Radioactive iodine treatment is so successful at treating hyperthyroidism that it has virtually replaced thyroid surgery. To the nearest full day, determine how long it will take for 400 millicuries of I-131, which has a half-life of 8 days, to decay to 3.125 millicuries.
56 days,
7 days,
128 days,
or
8 days
which one is it?
3.125/400 = (1/2)^(t/8)
(if t is in days)
7.8125*10^-3 = (1/2)^(t/8)
t/8 = Log(7.8125*19^-3)/Log(1/2)
= 7
t = 56 days
thank you so much!!
To determine the time it takes for the radioactive iodine to decay from 400 millicuries to 3.125 millicuries, we can use the formula for radioactive decay:
Amount remaining = Initial amount * (1/2)^(time/half-life)
Let's solve this step-by-step:
1. Initial amount = 400 millicuries
Amount remaining = 3.125 millicuries
Half-life = 8 days
2. Rearranging the formula, we have:
(1/2)^(time/half-life) = Amount remaining / Initial amount
3. Substituting the given values:
(1/2)^(time/8) = 3.125 / 400
4. Taking the logarithm (base 1/2) of both sides:
log(base 1/2)[(1/2)^(time/8)] = log(base 1/2)[3.125 / 400]
5. Simplifying the left side:
time/8 = log(base 1/2)(3.125 / 400)
6. Applying the change of base formula:
time/8 = log(3.125 / 400) / log(1/2)
7. Evaluating the logarithms using a calculator:
time/8 ≈ -1.1705 / -0.3010
8. Solving for time:
time ≈ 8 * (-1.1705 / -0.3010)
Calculating the approximation, we find:
time ≈ 31.4901 days
Rounding the result to the nearest full day, we have:
time ≈ 31 days
Therefore, it will take approximately 31 days (nearest full day) for 400 millicuries of I-131 to decay to 3.125 millicuries.
None of the given answer choices match the correct result.
To determine the time it will take for 400 millicuries of I-131 to decay to 3.125 millicuries, we need to use the concept of half-life.
The half-life of I-131 is given as 8 days, which means that in 8 days, half of the initial amount will have decayed.
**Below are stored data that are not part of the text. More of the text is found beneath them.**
PR #10089, opened 2018-03-03
Quest completion modal acknowledge on close

### LINKED ISSUE #10083: quest completion modal reappears if you click the "x" button to close
When your party finishes a quest and you see the quest completion modal, if you click the "x" button on the top right corner, the screen closes but then comes back again as soon as you take another action on the site. Reloading doesn't stop it so this isn't an example of the common bug where modals reappear inappropriately. Instead, it seems that the "x" button doesn't clear your `party.quest.completed` value.

The correct behaviour is for the "x" button to do the same thing as the "ok" button at the bottom of the screen.

Hus274:
Updated the quest completion modal to consider the `x` button as acknowledgement of the quest closing. This change also prevents the user from closing the quest completion modal by clicking outside the modal or clicking the escape key.

Fixes #10083 

### Changes

----


website/client/components/achievements/questCompleted.vue
```diff
@@ -61,6 +62,9 @@ export default {
       this.$store.dispatch('user:set', {'party.quest.completed': ''});
       this.close();
     },
+    hide (evt) {
+      if (evt.trigger === 'header-close') this.setQuestCompleted();
```
paglias: why do we check for this specific trigger?

paglias (commented):
Just one question

website/client/components/achievements/questCompleted.vue
Hus274: We check for this specific trigger because as @Alys mentioned on  the issue, we don’t want to dismiss the modal on an ‘esc’ Key press or on clicking off the modal because they’d make it too easy to miss the modal entirely. This check differentiates the close from clicking the x vs the other two. Let me know if that doesn’t make sense or you’d like me to change it. 

I could also add a comment here for visibility because I’m assuming others will have the same question in the future.

paglias: I guessed that was the reason, I asked because you already disabled close on esc or backdrop in the modal props so this shouldn't be necessary

Hus274: Ahh gotcha, my bad. I’ll clean it up and resubmit.

Hus274:
Updated this pull request, ready for review.

Issue #10016, opened 2018-02-17
Copy as To-Do has wrong URLs for messages copied from Party and Tavern


Alys:
When you use Copy as To-Do on a message from your Party or the Tavern, the URLs in the To-Do are wrong.

Currently the links are:
* `[Party name goes here](https://habitica.com/groups/guild/12345678-8050-4253-1234567890abc)`
* `[Tavern](https://habitica.com/groups/guild/00000000-0000-4000-A000-000000000000)`

They should be:
* `[Party name goes here](https://habitica.com/party)`
* `[Tavern](https://habitica.com/groups/tavern)`

Feywood:
I'll pick this up if that's okay

Alys:
@Feywood Thanks! Go ahead.

Feywood:
Okay, from what I've seen so far, it seems that the copyastodomodal is used for parties, tavern and guilds and applies the same logic for each of these with the group ID. 
So that gives two options, as far as I see it:
- create a separate modal for each location you can copy from
- add in an if structure that differentiates based on the group you're copying from with guilds retaining the current structure, tavern being hardcoded with its fixed ID and parties... well I'm sure there's some form of user.party variable? 
The second seems to me the more flexible solution or at least more practical in case of future changes, but I await feedback before hopping along :rabbit:

TheHollidayInn:
I can't remember, but if we aren't already, you can just pass the full group object to the component. Then create a factory function called `generateUrl` does:
1. if group.type === guild, return guild url
2. if group.type === party, return party url
3. if group._id === TAVERN_ID (a constant you can import) return tavern url.

FergusonSean:
I'll give this a shot if that's cool with people :)

paglias:
sure @FergusonSean :)

PR #10090, opened 2018-03-03
WIP fix for copy as to do with wrong url

Feywood:
I've added in a function to return a different formatted note depending on group type being party/guild/tavern, but I'm having trouble inserting it into that notes constant.
Popping in the function call breaks the copy as to do button and I can't concatenate it with other text.
My gut is telling me I should be working async, but I don't have much of a handle on that, so any feedback is welcome.

WIP for https://github.com/HabitRPG/habitica/issues/10016

### Changes
Have created function to return correct message format

----
UUID: 9c4776eb-7330-465b-85cc-e4ccef6c1ad1


website/client/components/chat/copyAsTodoModal.vue
```diff
@@ -36,9 +36,18 @@ export default {
...
+    } else if (this.group.Type === 'guild') {
+      return `${message.user || 'system message'}${message.user ? ' wrote' : ''} in [${this.groupName}]([${this.groupName}](${baseURL}/groups/guild/${this.groupId})`;
+    } else if (this.groupId === 'tavern') {
+      return `${message.user || 'system message'}${message.user ? ' wrote' : ''} in [${this.groupName}](${baseURL}/groups/tavern)`;
+    }
+  },
   mounted () {
     this.$root.$on('habitica::copy-as-todo', message => {
-      const notes = `${message.user || 'system message'}${message.user ? ' wrote' : ''} in [${this.groupName}](${baseUrl}/groups/guild/${this.groupId})`;
+      const notes = generateURL();
```
negue: this should be `this.generateURL(message)`

website/client/components/chat/copyAsTodoModal.vue
```diff
@@ -36,9 +36,18 @@ export default {
       task: {},
     };
   },
+  generateURL () {
```
negue: you should add `message` to `generateURL` or else you won't have a message to use ^^

website/client/components/chat/copyAsTodoModal.vue
```diff
@@ -36,9 +36,18 @@ export default {
...
+    if (this.group.Type === 'party') {
+      return `${message.user || 'system message'}${message.user ? ' wrote' : ''} in [${this.groupName}](${baseURL}/party)`;
+    } else if (this.group.Type === 'guild') {
+      return `${message.user || 'system message'}${message.user ? ' wrote' : ''} in [${this.groupName}]([${this.groupName}](${baseURL}/groups/guild/${this.groupId})`;
+    } else if (this.groupId === 'tavern') {
+      return `${message.user || 'system message'}${message.user ? ' wrote' : ''} in [${this.groupName}](${baseURL}/groups/tavern)`;
```
negue: `$baseURL` needs to be `$baseUrl`

website/client/components/chat/copyAsTodoModal.vue
```diff
@@ -36,9 +36,18 @@ export default {
       task: {},
     };
   },
+  generateURL () {
+    if (this.group.Type === 'party') {
+      return `${message.user || 'system message'}${message.user ? ' wrote' : ''} in [${this.groupName}](${baseURL}/party)`;
```
negue: `${message.user || 'system message'}${message.user ? ' wrote' : ''} in [${this.groupName}]` is three times in one method, I'd suggest to extract it to a local variable and then use that variable for each of the urls

negue (changes requested):
the direction is correct, just some issues in the code. 

Also there is no need to get `async` on this change, its just a string concat

Feywood:
Thanks so much for your suggestions, it did clarify a few things for me.
However, it's not working. Either I misunderstood what you meant or it's just...
In the current state, my console in chrome tells me generateURL is not a function. Defining it as a function with function:{} did not change this, nor did adding it onto the methods (this just got me can't resolve type of undefined).
So clearly I'm still missing something somewhere.
I'm learning, I guess?

paglias:
@Feywood generateUrl is a Vue method, so you can't access it from the global scope. When you do `console.log(functionName)` it's actually doing `window.functionName` but in this case the function is registered under the vue component, not the window (global scope). To log it you can do `console.log(this.functionName)` here https://github.com/HabitRPG/habitica/pull/10090/files#diff-59ae0c35bb3ef4d17ed8cb499eaee8cfL41 inside `mounted()`, `this` means you're referring to the Vue component scope

website/client/components/chat/copyAsTodoModal.vue
```diff
@@ -36,9 +36,19 @@ export default {
       task: {},
     };
   },
+  generateURL (message) {
```
negue: this needs to be placed inside `methods: { }`, or else it won't be recognized as a vue method

lemoness:
@Feywood - Hi there! How is this fix going?

Feywood:
@lemoness I'm still blocked despite the assistance above. Will post a more substantial update about my issue in next couple days.

beffymaroo:
@Feywood How's it going? Are you still blocked? Let us know when you have a chance. Thank you!

Feywood:
Having finally opened my code again: yes, moving the method into methods has it recognised as such, but now there is a new scope issue in that the group object the logic is based on is considered undefined. 
Not knowing vue well enough, I'm not sure how to move it between the two scopes as simply adding it into the method variables does not seem to be  doing the trick. @negue if you have any pointers, I would very much welcome them.

negue:
@Feywood either you add a new `prop` like `groupType` which you could use instead of `this.group.Type` or switch from `groupName` and `groupId` to a property which contains the full group, but then you'd have to change all occurrences

Feywood:
Alright, there is actual progress this time.
Having found the existing props groupId and groupName, the code is now functional for the tavern, hurrah hurrah.
However (as always), not yet for party/guild. There the issue is that of course groupNames are entirely up to users so I can't use that variable, and groupId is changable as well, so not so much either. I cannot seem to derive a group type from ID or name, so no luck.
The other option seems to be generating a prop myself with the grouptype, but while I can see the actual prop in my dev console, I cannot seem to get it to populate and it remains 'undefined'. I'm guessing this info has to come from chatMessages.vue or group.vue but how?

negue:
In your recent commit you removed the support for party & group messages, this was a step backwards^^

the issue was, like I wrote in my prior message, you either needed a new `prop`erty for `groupType` or pass the full `group` , in the code the `this.group` was undefined

For debugging steps is always helpful just to use `console.info`, just put all variables in it and then you'll see quite fast which one is `undefined`

beffymaroo:
@Feywood How's this fix going? Let us know if you're still working on it when you get a chance. Thank you!

PR #10107, opened 2018-03-07
Update Staff list in the tavern to make staff names clickable to pull up staff profiles.

### LINKED ISSUE #9290: Mod/Staff Names in Tavern should be Clickable
The Tavern has a list of all the staff and mods in the side bar. You should be able to click each name of a mod/staff member to bring up their user profile. This is important because it ensures that users have a quick way to get in touch with staff and mods.

Hus274:
This change updates the staff list in the tavern to make the staff names clickable. When the name of a staff member in this list is clicked, it will bring up that staff members profile. This will ensure habitica users have a quick and easy way to reach out to moderators and admins when needed.

fixes #9290

Please let me know if you have any feedback.


website/client/components/groups/tavern.vue
```diff
@@ -764,6 +782,22 @@ export default {
         this.$root.$emit('bv::show::modal', 'world-boss-rage');
       }
     },
+    async viewStaffProfile (staffId) {
+      const result = await this.$store.dispatch('members:fetchMember', { memberId: staffId });
```
paglias: This looks good but I think the code an be simplified, using something like this

```
    async clickMember (hero) {
      let heroDetails = await this.$store.dispatch('members:fetchMember', { memberId: hero._id });
      this.$root.$emit('habitica:show-profile', {
        user: heroDetails.data.data,
        startingPage: 'profile',
      });
    },
```

handling errors is not necessary as we have interceptors that manage them in case something doesn't work

paglias (changes requested):

Hus274:
Comments make sense to me, I've modeled the method after what you've listed here. I did want to note though, one of the reasons I did do the error handling was because during testing I noticed that if the profile couldn't be found, nothing was shown to the user and it simply caused a console error without giving the user any indication that happened which I didn't think was great. If this is the expected behavior, that's totally fine, this edge case shouldn't really happen.

Should be ready for review again.

paglias:
I see @Hus274 , but let's keep the error handling outside of this PR anyway, the right place to have it is in the interceptor in app.vue

paglias (approved):

paglias:
Thanks! Will merge in the next few days :)

Hus274:
Makes perfect sense to me, thanks!

paglias:
Welcome to tier 7 @Hus274 !

PR #10114, opened 2018-03-08
fix: Fixing xml data export 500 error.

### LINKED ISSUE #10100: Data Export XML option does not work  (export/userdata.xml file not found)
In the [Data Export](https://habitica.com/user/settings/data-export) screen, the "Export User Data (XML)" option can't be used. You see this message (wording depends on browser):

`can't find the file at https://habitica.com/export/userdata.xml

The JSON export option does work.

_Thanks to Cyrus Krieger (a4626bcc-2bff-4c39-a1ce-cf015ee1ba50) for reporting this in the Report a Bug guild._

Hus274:
The xml export api call was intermittently throwing a 500 failure due to trying to interpret user.pinnedItems and user.unpinnedItems `id` fields as hexadecimal values and converting them into invalid unicode xml characters. This change removes the automatically added and unnecessary `id` field from these user parameters and reinstates the xml export test.

Additional information about the diagnosis of this issue can be found [here](#10100).

fixes #10100


paglias:
I'm not sure but this might need a migration for users with already _id(s) stored

test/api/v3/integration/dataexport/GET-export_userdata.xml.test.js
```diff
@@ -8,7 +8,7 @@ let parseStringAsync = Bluebird.promisify(xml2js.parseString, {context: xml2js})
 
 describe('GET /export/userdata.xml', () => {
   // TODO disabled because it randomly causes the build to fail
```
paglias: can you remove this comment?

Hus274: Yep, missed this in my first pass. Removed.

Hus274:
I've removed the outdated comment. The xml test failed the first time because the id of the user item didn't match what was returned by the xml output. I'm unable to replicate this manually but I'm concerned about introducing more tests that fail intermittently to the test base. If someone can restart the tests, if the xml fails again, I can investigate it.

@paglias I think leaving the _id on the pinned items for the user won't cause any change and will slowly be removed as each user's array is updated. That being said, if you think it's best to do the migration to remove this id just to keep everything consistent, that seems reasonable as well.

Hus274:
Fixed the tests, they should pass consistently now.

paglias:
@Hus274 thanks a lot for all this PRs! Welcome to tier 7

Hus274:
Awesome, thank you!!

PR #10120, opened 2018-03-10
 fix: fix quest shop to not use string addition when buying quests

### LINKED ISSUE #10115: Quest Shop arithmetic follows its own rules. Laws of Mathematics are not the Habitica way.
Bulk purchasing doesn't work correctly in quest shop. Number purchased is treated as integer for 1 and as string for 2 or more (i.e., string concatenation occurs when you buy the items, instead of integer arithmetic). The number is also treated as a string if you change the number to anything and then change it back to 1.

To reproduce:

- Give yourself a chunk of gold.
- Go to the quest shop. Pick a gold-purchasable quest that you don't have any of. 
- Buy 1. You now own 1.
- Buy another 1. You now own 2. This is good.
- Use the bulk purchase feature to buy 2 at once. You now own 22. This is wrong.
- Buy 10 at once. You now own 2210. This is getting silly.
- Pick another quest that you own none of.
- Buy 1000. You now own 1000.
- Buy another 1000. You now own 10001000. This is not how maths is meant to work.

Hus274:
I've fixed the quest purchasing quantities being interpretting as strings and therefore doing string addition. At the beginning of my research, I found that the view controller was interpretting the user input as a string causing the error. I followed the documentation on vue's site to correctly interpret the user input as a number: https://vuejs.org/v2/guide/forms.html#number

I was about to submit a pull request when I thought through what happens if people are using this API incorrectly. I then also updated the server side code to interpret the user input as a string to make sure that this doesn't happen to any applications that use the API directly. I've also added a regression test for this case.

Let me know if you have any feedback.

fixes #10115


website/common/script/ops/buy/buyQuest.js
```diff
@@ -10,7 +10,7 @@ import get from 'lodash/get';
 // buy a quest with gold
 module.exports = function buyQuest (user, req = {}, analytics) {
   let key = get(req, 'params.key');
-  let quantity = req.quantity || 1;
+  let quantity = Number(req.quantity) || 1;
```
paglias: this works but I feel like we should also throw an error if the param couldn't be converted to a number correctly, so add another check after this like `Number.isInteger(quantity)`and if it's false, throw an error

paglias (changes requested):
Left one comment, also I think the same issue applies to other functions in /common. Would you mind adding the same check there? Thanks

Hus274:
I've updated the pull request to address the comments you've left here. Let me know if you have any additional comments!

website/common/script/ops/buy/buyQuest.js
```diff
@@ -10,7 +10,9 @@ import get from 'lodash/get';
 // buy a quest with gold
 module.exports = function buyQuest (user, req = {}, analytics) {
   let key = get(req, 'params.key');
-  let quantity = req.quantity || 1;
+
+  if (req.quantity && isNaN(req.quantity)) throw new BadRequest(i18n.t('invalidQuantity', req.language));
+  let quantity = req.quantity ? Number(req.quantity) : 1;
```
paglias: both here and in the other file, can you convert to Number before checking for isNan?

paglias (changes requested):

website/common/script/ops/buy/buyQuest.js
Hus274: IsNan from my understanding works correctly for strings that just have numbers: https://www.w3schools.com/jsref/jsref_isnan.asp

My concern with casting first is that the cast will fail and throw an error before the isNan check. I might be misunderstanding what you’re asking for though.

paglias: I see, but don't worry, casting an invalid value won't throw any error but just convert the input to a NaN value which will then get caught by the isNaN check

Hus274:
Updated the check here, let me know if there's anything else! Ready for review.

paglias (approved):

PR #9385, opened 2017-11-03
No Ethereal Surge on Mages (fixes #8860) - continued in PR #10121

LunarGem:
There might be a leftover comment or two from another fix I'm doing, but look it over and see if I'm doing this right...
 
fixes #8860

PR #10121, opened 2018-03-10
No Ethereal Surge on Mages

### LINKED ISSUE #8860: Make Ethereal Surge work only on non-Mages in the party

### Description

Intrepid gamebreakers have noticed it's possible to use multiple Mages in a party to cast skills indefinitely without checking off any tasks or crossing from one day to the next. They can give the rest of the party enough Mana to cast their skills without limits, increase INTelligence to stratospheric limits, etc. All it takes is Mages using Ethereal Surge to give one another Mana. The Surge doesn't raise one's own Mana, but it does increase the Mana of other Mages who can then use Ethereal Surge to give back the Mana you spent, and so on!

Normally we don't care overmuch when people discover "cheats" in Habitica, as the core concept of checking off real-life tasks to earn in-game rewards is something that only works on an honor system to begin with. As folks in the Tavern typically put it, "the only person you're cheating is yourself." For this exploit, however, it makes it a bit too simple to invalidate the rest of Habitica's game elements: damage never matters if you can cast unbounded Blessings, you never have to check off a task to attack a monster if you can Brutal Smash and Burst of Flames indefinitely, and so on. We've even ended up with server problems due to people setting up automated scripts to chain-cast Ethereal Surge.

One simple tweak should make infinite Ethereal Surge loops impossible: **make Ethereal Surge affect only non-Mages**. You can give up your Mana to help party members of other classes use their own skills, but you can't use Ethereal Surge to create a perpetual motion machine among a group of Mages.

Yutsuten:

Fixes #8860

### Changes
This is a continuation of the Pull Request #9385.
The feature itself was already done by @LunarGem, so I'm just completing it.

#### TODO:
- [x] When there are other mages in the party, show notification telling that the Ethereal Surge does not affect other mages
- [x] Create automated test

### Notification margin fix
I had a problem with the new notification text being too big, and the text was getting out of the div.
So I added some margins to left and right to fix it.
Still not perfect, but better than before.

#### Before
before
#### Now
now

----


Yutsuten:
The unit and integration tests failed for some random reason... Can someone restart it please?

Alys:
restarted

Yutsuten:
Thank you! Unit tests are now passing, but 3 integration tests failed by timeout.
I'm afraid that another restart will be needed... Sorry.

Alys:
No worries, restarted. :)

Yutsuten:
Now its 1 integration test failing by timeout.
Should we ignore it?

Yutsuten:
Nice, now it is passing.
Thank you for the patience! >.<

test/api/v3/integration/user/POST-user_class_cast_spellId.test.js
```diff
@@ -187,6 +187,30 @@ describe('POST /user/class/cast/:spellId', () => {
     expect(group.chat[0].uuid).to.equal('system');
   });
 
+  it('Etheal Surge does not recover mp of other mages', async () => {
```
khipkin: typo: Ethereal

Yutsuten: Thank you for noticing it! I'll fix it right now.

website/client/mixins/spells.js
```diff
@@ -129,6 +129,28 @@ export default {
 
 
       this.markdown(msg); // @TODO: mardown directive?
+
+      // If using mpheal and there are other mages in the party, show extra notification
+      if (type === 'party' && spell.key === 'mpheal') {
+        // Get party
+        let members = await this.$store.dispatch('members:getGroupMembers', {
```
paglias: why are we loading this data? isn't it already loaded since it's the user's own party?

test/api/v3/integration/user/POST-user_class_cast_spellId.test.js
```diff
@@ -187,6 +187,30 @@ describe('POST /user/class/cast/:spellId', () => {
     expect(group.chat[0].uuid).to.equal('system');
   });
 
+  it('Ethereal Surge does not recover mp of other mages', async () => {
+    let group = await createAndPopulateGroup({
+      groupDetails: { type: 'party', privacy: 'private' },
+      members: 4,
+    });
+    await group.groupLeader.update({'stats.mp': 200, 'stats.class': 'wizard', 'stats.lvl': 20});
```
paglias: this 5 updates can be made in parallel with `Promise.all(arrayofUpdates)` which will help with speed, same for the sync calls below. Is the sleep necessary?

website/common/script/content/spells.js
```diff
@@ -62,7 +62,7 @@ spells.wizard = {
     cast (user, target) {
       each(target, (member) => {
         let bonus = statsComputed(user).int;
-        if (user._id !== member._id) {
+        if (user._id !== member._id && member.stats.class !== 'wizard') {
```
paglias, line 65: I guess we don't want to throw an error, but this way we're just ignoring the mages and on mobile there won't be any notification about this. What do you think @Alys ?

paglias (changes requested):

website/client/mixins/spells.js
Yutsuten: Is it? Can you tell me the variable name?
Sorry, I really looked for it, but didn't find.

website/common/script/content/spells.js
Yutsuten: There is any way to send notifications to mobile?

test/api/v3/integration/user/POST-user_class_cast_spellId.test.js
Yutsuten: I saw sleep on a lot of tests in that script, so I considered it was necessary.
Sure I can remove it.

website/client/mixins/spells.js
Yutsuten: Now I understand why I wasn't finding this variable. There was a mistake on the code that passes the party members to the `castEnd` method.
`this.$store.state.partyMembers` returns an object, but after it there was a check if it was an array.
```javascript
let party = this.$store.state.partyMembers;
party = isArray(party) ? party : [];
party = party.concat(this.user);
this.castEnd(party, spell.target);
```
At the end, `party` was always an array with `this.user`.

I fixed it changing this code to:
```javascript
let party = this.$store.state.partyMembers.data;
if (!isArray(party)) {
  party = [this.user];
}
this.castEnd(party, spell.target);
```

website/common/script/content/spells.js
paglias: not really, I mean yes but without proper handling it would be displayed.

@phillipthelen @TheHollidayInn  what do you think?

website/client/mixins/spells.js
```diff
@@ -32,9 +32,10 @@ export default {
           return this.castEnd(party, spell.target);
         }
 
-        let party = this.$store.state.partyMembers;
-        party = isArray(party) ? party : [];
-        party = party.concat(this.user);
+        let party = this.$store.state.partyMembers.data;
```
paglias: can we rename this variable to partyMembers, it's quite confusing

paglias (changes requested):
Left one small comment but this looks good! I'm just worried about the fact that mobile won't show anything so users won't know why their spell didn't affect some users. @Alys

website/client/mixins/spells.js
Yutsuten: Sure

Alys:
I agree with paglias's concern about mobile users not being told about this. My suggestion is that the skill's description could be changed from this:
"You sacrifice mana so the rest of your Party gains MP! (Based on: INT)"
to something like this:
"You sacrifice Mana so the rest of your Party gains MP! Does not give MP to other Mages. (Based on: INT)"
Note that Mana should be title case not lower case. That wording can probably be improved.

That makes it clear to all users how the skill will work before they cast the skill (even those using third-party clients if the client is already configured to show the skill description).

I'm a bit concerned about how users will interpret this message:
"Your Ethereal Surge backfires when mixed with another's magic. Only the non-magic users gain mana."
It's a great message for gamification but we've had trouble in the past with users taking gamified messages too literally, and that one sounds a bit like an error notification. I'd expect it to cause questions like "How can the Mages in our party ensure that their skills don't conflict?" or bug reports like "There's only one other Mage in my party and they are certain they didn't cast any skills today so why did my skill fail for them?"

Yutsuten:
@Alys This suggestion is nice, changing the description of the skill allows everyone notice that the skill does not work for other mages before using it. Maybe we can improve it to something like:

`You sacrifice Mana so the rest of your Party, except Mages, gains MP! (Based on: INT)`

Having "Does not give MP to other Mages." in a separated sentence somehow worries me. But that's something that should be decided with more opinions.

About the extra notification, how about if we change to something like: "*Your Ethereal Surge backfires when mixed with another's magic. Only non Mages gains MP*". This way we have a nice gamification description and a direct explanation of what it affected.

Reading both skill description and the extra notification, it should become very obvious that other mages don't receive MP by that skill, no matter what.

1. `You sacrifice Mana so the rest of your Party, except Mages, gains MP! (Based on: INT)`
2. `Your Ethereal Surge backfires when mixed with another's magic. Only non Mages gains MP.`

Alys:
"You sacrifice Mana so the rest of your Party, except Mages, gains MP! (Based on: INT)" - Yes, much better than my version!

"Your Ethereal Surge backfires when mixed with another's magic. Only non-Mages gain MP." - I like that! I made a couple of minor changes there (a hyphen after non which I _think_ is correct usage and gain rather than gains).

Yutsuten:
@paglias What do you think about the new strings for the Ethereal Surge's description and notification?

1. `You sacrifice Mana so the rest of your Party, except Mages, gains MP! (Based on: INT)`
2. `Your Ethereal Surge backfires when mixed with another's magic. Only non-Mages gain MP.`

paglias:
Works for me!

Yutsuten:
Long string
`Your Ethereal Surge backfires when mixed with another's magic. Only non-Mages gain MP.`

This string was a little too long, so I changed to:

Short string
`Your spell backfires when mixed with another's magic. Only non-Mages gain MP.`

Is it fine?

Alys:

After another 8 days, half of what is remaining will decay, and so on.
To solve this problem, we can use the formula for exponential decay:
N(t) = N0 * (1/2)^(t/h),
where N(t) is the amount at time t, N0 is the initial amount, t is the time, and h is the half-life.
In our case, N0 is 400 millicuries, N(t) is 3.125 millicuries, and h is 8 days. We need to solve for t.
3.125 = 400 * (1/2)^(t/8)
Dividing both sides by 400, we get:
0.0078125 = (1/2)^(t/8)
Now, let's take the logarithm of both sides to get rid of the exponent:
log(0.0078125) = log((1/2)^(t/8))
Using logarithm properties, we can bring down the exponent:
log(0.0078125) = (t/8) * log(1/2)
Rearranging the equation to solve for t:
t/8 = log(0.0078125) / log(1/2)
Using a calculator, evaluate the right side:
t/8 ≈ -6.997
To solve for t, multiply both sides by 8:
t ≈ -6.997 * 8
t ≈ -55.98
The time cannot be negative, so we take the absolute value:
t ≈ 55.98
Therefore, to the nearest full day, it will take approximately 56 days for 400 millicuries of I-131 to decay to 3.125 millicuries.
Therefore, the correct answer is 56 days.